- _LISTED ENTRIES_
PR #2015, opened 2024-04-26
Set CCSID of deployed files to 1208 if needed

sebjulliand:
### Changes
Resolves https://github.com/codefori/vscode-ibmi/issues/1995

On systems <= 7.3, the deployed files are created with a CCSID 819 (or at least different from 1208).
This PR checks (once per connection, during the first deployment - the check result is cached) if the CCSID needs to be set to 1208 after a successful deployment and runs the `setccsid` command if needed.

### How to test this PR
Here is a query to list files with CCSID != 1208:
```sql
select path_name, ccsid
from table(qsys2.ifs_object_statistics( 
           start_path_name => '/deployment/path',
           subtree_directories => 'yes'))
where ccsid != 1208
```

This should be tested on two systems:
* [x] On a system where stream files are created with CCSID 819 (IBM i OS <= 7.3)
1. Deploy the local workspace
2. Check the progress says `Fixing files CCSID...`
3. If running an action, check the following log appear in the task log: `Deployed files' CCSID set to 1208`
4. The SQL query above should not return any result

* [x] On a system where stream files are created with CCSID 1208
1. Deploy the local workspace
2. Nothing should be logged about fixing the CCSID
3. The SQL query above should not return any result

### Checklist
* [x] have tested my change

### DIFF
--- a/src/api/local/deployment.ts
+++ b/src/api/local/deployment.ts
@@ -23,6 +23,8 @@ export namespace Deployment {
   export const button = vscode.window.createStatusBarItem(vscode.StatusBarAlignment.Left, 0);
   export const workspaceChanges: Map<vscode.WorkspaceFolder, Map<string, vscode.Uri>> = new Map;
 
+  let fixCCSID: boolean | undefined;
+
   export function initialize(context: vscode.ExtensionContext) {
     button.command = {
       command: `code-for-ibmi.launchDeploy`,
@@ -89,6 +91,7 @@ export namespace Deployment {
     });
 
     instance.onEvent("disconnected", () => {
+      fixCCSID = undefined;
       button.hide();
     })
   }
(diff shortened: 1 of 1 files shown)


edmundreinhardt:
I have tested and this works!

edmundreinhardt:
Is there a reason why this is targetting 2.11 instead of 2.10?

worksofliam:
@edmundreinhardt 2.10.0 is basically finalized and we only need to do doc changes now.

edmundreinhardt:
Just a shame because this is important to supporting IFS deployment.  We were hitting this quite a bit on our test IBM i machines.  For Code for i to support local development on 7.3 for example, this is critical.  It is a small PR and should hopefully not be a big risk.

worksofliam:
@edmundreinhardt I am going to test it today 😄

worksofliam:
Tested on three systems and it works as expected. Good work @sebjulliand!

worksofliam (approved):

PR #2032, opened 2024-05-06
Don't use library list to validate current library change

sebjulliand:
### Changes
Fixes https://github.com/codefori/vscode-ibmi/issues/2031

When changing the current library, `CHGCURLIB` is run to validate the new current library. If for some reason, the current `current library` cannot be accessed, `CHGCURLIB` will fail as the library list is wrong (i.e. it contains a library that cannot be accessed). This prevents the current library from being changed to fix the library list.

This PR changes the way `CHGCURLIB` is called so it doesn't use the library list.

### How to test this PR

Examples:
1. Create a temporary library
2. Set it as the current library
3. Delete the temporary library
4. Reconnect
5. Change the current library

Before the PR, step 5 would fail. With the PR, step 5 runs fine.

### Checklist
* [x] have tested my change

### DIFF
--- a/src/views/LibraryListView.ts
+++ b/src/views/LibraryListView.ts
@@ -4,7 +4,7 @@ import { instance } from "../instantiate";
 import { t } from "../locale";
 import { WithLibrary } from "../typings";
 
-export class LibraryListProvider implements vscode.TreeDataProvider<LibraryListNode>{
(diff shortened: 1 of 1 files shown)


chrjorgensen (approved):
@sebjulliand Simple and effective fix - good catch!! 👍

PR #2038, opened 2024-05-07
Open path from URI

worksofliam:
### Changes

* [x] Add new url for opening files at a specific path
* [x] Add improved error handling in the new URI
* [x] When the host is provided, but the user is not connected, then automatically connect if the connection is defined
    * [x] Depends on #1975 
* [x] Nice to have: make sure Sandbox mode still works

### How to test this PR

* `vscode://halcyontechltd.code-for-ibmi/open?path=/home/liama/xyz`
* `vscode://halcyontechltd.code-for-ibmi/open?host=1.1.1.1&path=/home/liama/xyz`

Examples:

1. Run the test cases

### Checklist

* [ ] have tested my change


julesyan:
If they have no current connection would it beneficial to allow the user to pick one? Instead of a warning message. 

Also I am unsure the purpose of the host param as the below two scenarios arent covered:
- **Scenario 1**: if you arent connected it doesnt auto connect to the given host, isntead it just gives a warning it cannot open the file. I think it should ask to auto connect if the given host is on the list. If the host is listed more than once then give me the option to pick which connection to initiate
- **Scenario 2**: if you are connected to the wrong host, it just prompts to open with the current connection. We should also have the option to switch to the correct connection, again if there is more that one listed conneciton to the same host then allow me to pick which connection to initiate

worksofliam:
@julesyan Thanks for your great testing.

1. Yes, we should automatically connect to the host given it is in the list.
2. Right now we don't even have the internal logic to disconnect and reconnect to a new system automatically. Let me see if this is even possible (since we do have APIs to do both separately.)

julesyan:
Tested locally and found no more issues, looks good!

src/uri/index.ts
```diff
@@ -0,0 +1,153 @@
...
+
+                const paths = Array.isArray(queryData.path) ? queryData.path : [queryData.path];
+                for (const path of paths) {
+                  commands.executeCommand(`code-for-ibmi.openEditable`, path);
+                }
+              } else {
+                window.showWarningMessage(t(`uriOpen.missingPath`));
+              }
+            } else {
+              window.showWarningMessage(t(`uriOpen.noConnection`));
```
SanjulaGanepola, line 69:
```suggestion
              window.showWarningMessage(t(`uriOpen.missingPath`));
```

src/uri/index.ts
```diff
@@ -0,0 +1,153 @@
...
+                    return; 
+                  }
+                }
+
+                const paths = Array.isArray(queryData.path) ? queryData.path : [queryData.path];
+                for (const path of paths) {
+                  commands.executeCommand(`code-for-ibmi.openEditable`, path);
+                }
+              } else {
+                window.showWarningMessage(t(`uriOpen.missingPath`));
```
SanjulaGanepola, line 66: Given the example you gave in this PR:
```
vscode://halcyontechltd.code-for-ibmi/open?path=/home/liama/xyz
```
I assume this means that the file will be opened based on the active connection. If so, is this else block a mistake because this will not open any file and just give this warning even though I am connected. In the case there is no connection, shouldn't the message be:
```ts
window.showWarningMessage(t(`uriOpen.noConnection`));
```

SanjulaGanepola (changes requested):
@worksofliam I did some testing with this change and noticed a few issues. Refer to my comments below.

varunrao1991:
Can you create an artefact for this PR?

sebjulliand:
> This works wonderfully with vscode.open command but fails with vscode.diff when you hand in 2 uris. "open <-> open" error.
> 
> I have not put a debugged on the code to try to understand why.

What URIs are you using with `vscode.diff`?

sebjulliand:
Well, the `/open` URI is not meant to be called like this, I'm afraid. Its main purpose it to be able to open an editor on a member/IFS File, and connect to a system if needed, in one single call. It could be used to open a source member from an external Web application, for example.

`vscode.open` and `vscode.diff` expect URis that are provided by a VS Code File System. Code for IBM i provides two file systems: `member://` and `streamfile://`. You can refer to [this documentation](https://codefori.github.io/docs/dev/examples/#get-members-and-streamfiles) to see how these URI are built.

If your goal is to copy streamfiles/members locally, without opening an editor, then you could:
- Do it without using the exported API, just by using the `member` or `streamfile` URI described above in conjunction with VS Code's `vscode.workspace.fs.copy` method.
- With [Code for i exported API](https://codefori.github.io/docs/dev/api/), once you get the reference to `instance` as described in the documentation, use `instance.getConnection()?.getContent().downloadStreamfileRaw` or `instance.getConnection()?.getContent().downloadMemberContent`. You'll need a bit of plumbing using VS Code API to save the content locally, but it should be fairly easy.

Hope this helps!

PR #2041, opened 2024-05-08
Get asp name when listing objects

sebjulliand:
### Changes
Fixes https://github.com/codefori/vscode-ibmi/issues/2039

- _REQUIRED WORK_
Exactly as they appear, please write out the lines from the opening of the listing above down to the line containing "3. If running", with both end lines included.

- _EXERCISE SOLUTION_
PR #2015, opened 2024-04-26
Set CCSID of deployed files to 1208 if needed

sebjulliand:
### Changes
Resolves https://github.com/codefori/vscode-ibmi/issues/1995

On systems <= 7.3, the deployed files are created with a CCSID 819 (or at least different from 1208).
This PR checks (once per connection, during the first deployment - the check result is cached) if the CCSID needs to be set to 1208 after a successful deployment and runs the `setccsid` command if needed.

### How to test this PR
Here is a query to list files with CCSID != 1208:
```sql
select path_name, ccsid
from table(qsys2.ifs_object_statistics( 
           start_path_name => '/deployment/path',
           subtree_directories => 'yes'))
where ccsid != 1208
```

This should be tested on two systems:
* [x] On a system where stream files are created with CCSID 819 (IBM i OS <= 7.3)
1. Deploy the local workspace
2. Check the progress says `Fixing files CCSID...`
3. If running an action, check the following log appear in the task log: `Deployed files' CCSID set to 1208`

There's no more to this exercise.